Problem statement — In the entries below, every line that contains "best" must be located and copied.

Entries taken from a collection
---+---

Issue #2383, opened 2017-05-28
HTTP->HTTPS redirect via JS fails redirects-http audit


PaulKinlan:
I created a quick sample https://pwa.glitch.me/

I don't have control over the serving on the static site so I can't easily 30X redirect HTTP to HTTPS. Instead I have a little piece of javascript that changes the protocol from http to https.

According to the [docs] it should pass the test.

>How to pass the audit
>
> Use canonical links in the head of your HTML to help search engines figure out the best way to get to the page.
> 
> Configure your server to redirect HTTP traffic to HTTPS. See your server's documentation to figure out the best way to do this.
> ...
> Lighthouse changes the page's URL to http, loads the page, and then waits for the event from the Chrome Debugger that indicates that the page is secure. If Lighthouse does not receive the event within 10 seconds then the audit fails.

Not sure if it is the test that is broken, or the docs that need more clarification.

[docs]: https://developers.google.com/web/tools/lighthouse/audits/http-redirects-to-https

patrickhulce:
This situation should also hopefully be fixed by #2396

ev1stensberg:
Doable when we add the initial URL [here](https://github.com/GoogleChrome/lighthouse/blob/master/lighthouse-core/gather/driver.js#L535) and [here](https://github.com/GoogleChrome/lighthouse/blob/master/lighthouse-core/gather/driver.js#L66), later validating it the same way as we did at #2396

ev1stensberg:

---+---

Solution for this exercise —
> Use canonical links in the head of your HTML to help search engines figure out the best way to get to the page.
> Configure your server to redirect HTTP traffic to HTTPS. See your server's documentation to figure out the best way to do this.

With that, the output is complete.